#### Activity
All lines in the records below that hold "Introduce" are to be shown.

#### Provided data

PR #426, opened 2024-01-11
Introducing /api/info - general info API

melroy89:
Rationale: Improve Mobile client integration with Mbin, same PR should actually be merged into /kbin, allowing mobile developers to use the same end-point.

- Introduce a new info API (`/api/info`), inspired by NodeInfo and reuse our internal `ProjectInfoService`.
- Introduce a dedicated Schema file
- Remove 401 token error response messages for API's that are not behind oauth authentication (thus never give this error).


nobodyatroot (approved):

melroy89:
Example: https://kbin.melroy.org/api/info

#### Output for this exercise
- Introduce a new info API (`/api/info`), inspired by NodeInfo and reuse our internal `ProjectInfoService`.
- Introduce a dedicated Schema file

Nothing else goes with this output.